In case you’re wondering if that multimedia album thing ever took off, only eight of those were ever released, and all were exclusive to Japan. Not the best justification for a massive piracy crisis, then.
Sega eventually got wise to the exploit and removed MIL-CD functionality from new systems in late 2000, but there were still millions of suitable Dreamcasts out in the wild by the time Bleem made it to store shelves.
A Forgotten Legacy
GT2, like many old racing games brimming with licensed cars and tracks, is forever consigned to the past. It is borderline impossible Sony would ever even consider releasing it again, as that would necessitate re-negotiating agreements with 32 manufacturers for over 600 cars — a massive, costly undertaking for an 18-year-old title with niche appeal.

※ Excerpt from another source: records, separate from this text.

PR #2081, opened 2026-07-27
Merge maint/v2.8.x into feature/ironwood-slipstream

nuttycom:
Merges `maint/v2.8.x` (`d1a42c8f`) into `feature/ironwood-slipstream`. Eight files conflicted; this describes how each was resolved and what the merge forced downstream.

## CI

**`.github/actions/setup/action.yml`** — took maint's `sed`-based `rust-toolchain.toml` parse (`grep -oP` is a GNU extension, and this is a composite action that could be reused from a macOS/BSD runner) and its `rustfmt` component. Kept this branch's slipstream token-minting and cargo-authorization steps.

**`.github/workflows/pull-request.yml`** — the two branches disabled the emulator.wtf/FTL jobs differently. Adopted maint's decision (2026-07-25) over this branch's (2026-07-24): `check_emulator_wtf_secrets` is gone and `test_android_modules_ftl` is commented out with maint's rationale. The commented body was rewritten to carry this branch's pinned checkout, `persist-credentials: false`, and slipstream setup inputs, so whoever restores that job does not silently undo the zizmor hardening.

`test_rust_unit`, `static_analysis_clippy` and `static_analysis_rustfmt` existed on both sides. Kept this branch's versions — its rustfmt job installs a minimal toolchain directly instead of running the whole setup action — and took maint's rationale comments onto them.

**`AGENTS.md`, `gradle.properties`** — both sides' additions are independent; both kept.

## Voting stays off

maint's shape wins in full. This branch had ported the voting sources to `zcash_voting` 1.0 and gated them behind a `chp-voting` cargo feature that `build.gradle.kts` switched on for instrumentation builds. That is not the intended state here — voting is re-enabled separately, against `main`, by #2075 — so:

- `mod voting` is gated behind `cfg(zcash_voting)` again; the `chp-voting` feature is gone, and maint's `[lints.rust] unexpected_cfgs` declaration for that cfg comes back with it.
- `zcash_voting`, `pasta_curves` and `ff` — the only dependencies the voting sources alone need — are commented out, as is the `zcash_voting` entry in `[patch.crates-io]` (cargo warns about a patch for a crate absent from the graph).
- `build.gradle.kts` no longer adds `chp-voting` to instrumentation builds; it still adds `android-test-fixtures`.
- `VotingRustBackendTest` is `@Ignore`d again, but keeps this branch's fixture updates for the zcash_voting 1.0 / NU6.3 API, so #2075 should not have to touch it.
- The `orchard` dependency stops asking for `unstable-voting-circuits`. Only the voting sources needed it; Ironwood pool support does not. Because cargo features are additive, dropping it here was only half the job — `slipstream-core` enabled it too — so its pin moves from `35faa0c2` to `dd11d093`, which drops it upstream. `cargo tree -e features --features slipstream | grep -c unstable-voting-circuits` is now 0, i.e. the circuits are genuinely out of the shipped library rather than merely undeclared here. The rev bump is a one-line lockfile change; `slipstream-core` stays at 0.6.4.

Building with `--cfg zcash_voting` now fails on exactly those three imports and nothing else, so re-enabling is precisely an uncomment.

One deliberate departure from maint: **`incrementalmerkletree` stays uncommented.** maint's comment says it serves voting "and nothing else", which is stale here — `migration_engine.rs` and `migration_keystone.rs` both use it.

## backend-lib, otherwise

**`addProofsToPczt`.** Both branches independently added branch-derived circuit versions and a cached proving key. Took maint's: it derives the circuit version per value pool from the PCZT's consensus branch, where this branch hardcoded `PostNu6_3` for the Ironwood proof and built that key uncached.

**Dependency work the merge forced.** `zcash_client_sqlite 0.22.0-rc.4` requires `zcash_pool_migration ^0.1.0-rc.3`, so the rc.1 pin here could not be kept. rc.3 renamed `MigrationTxId` to `MigrationTransferId` and the note-split plan accessors to `denominations()`. `migration.rs` and `migration_engine.rs` are adapted; the JNI method names (`prepareNoteSplitNative` and friends) and the Kotlin-facing surface are unchanged.

`pczt` moves to 0.9.0, keeping the `signer` feature this branch's Keystone batch signing needs. With voting gated off, `zcash_voting` no longer drags pczt 0.8 into the graph, so a single pczt resolves in every configuration.

## Verification

- `cargo check` — default, `slipstream`, and `--all-features --tests`
- `cargo clippy --tests --all-features -- -W clippy::all -D warnings`
- `cargo fmt --all --check`
- `cargo test --all-features` — 20 passed (the voting tests are no longer compiled)
- `./gradlew ktlint` and the Android native + Kotlin build

detekt reports findings only from unrelated local worktrees, none in this tree.

---

Prepared with Claude Code assistance.


Cosmos-Harry (approved):
utACK [ba9f2c9](https://github.com/zcash/zcash-android-wallet-sdk/pull/2081/commits/ba9f2c92e7dc3b2248c4cd6cd175347d992398c6)

Will have to test Keystone with this though. just to be safe.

Other genres don’t have this problem. Square Enix can continue re-releasing Final Fantasy VI from now until the end of time, and likely will. The company never has to answer to anyone, and is only limited by the typical constraints that factor into the development of any game, like the investment of time and money weighed against demand for the product.
The licensing dilemma, then, is really one unique to racing games and other types of sports titles. And it single-handedly squashes any chances the best examples of the genre have to be remastered or remade, and cultivate a legacy with a new generation of fans. To a certain extent, it could even be argued that the lack of opportunities to cash in on racing IPs after initial release discourages big name developers and publishers from investing in them today. From a business standpoint, no longevity is a tough sell.
As a result, dead racing games tend to stay dead. Normally, GT2 would be just another victim of those circumstances — if it didn’t have an unlikely savior.
Rest assured, I don’t expect anyone to hunt down a copy of Bleem and a Dreamcast upon finishing this article. For one, it’s quite an expensive undertaking; and let’s be honest, you and I both know there are other, far easier ways to enhance and enjoy GT2.
That said, Bleem legitimately gave the game a second life, and anyone who has ever attempted to go back and play their favorite 32-bit titles many years later can understand the value of that. Booting GT1 or GT2 on their original hardware is half a rose-tinted trip down memory lane, half an exercise in frustration as you struggle to make out corners 300 feet ahead. Bleem not only offered a practical solution to that problem, but made the entire experience much more pleasant.
What’s more, it was a veritable technological tour de force — or, at least Sony seemed to think so, as it hired Linden several years after the startup shuttered its doors. Appropriately enough, Sony Computer Entertainment America brought Linden aboard to work on emulating previous PlayStation systems on PS3, according to numerous reports at the time.
Today, Bleem is remembered as a cautionary tale, if it is remembered at all. But to reduce it to that discredits the achievements of a handful of ambitious developers, who showed the world what was possible through high-level emulation, and that no game — not even an esoteric sim racer — is ever truly dead.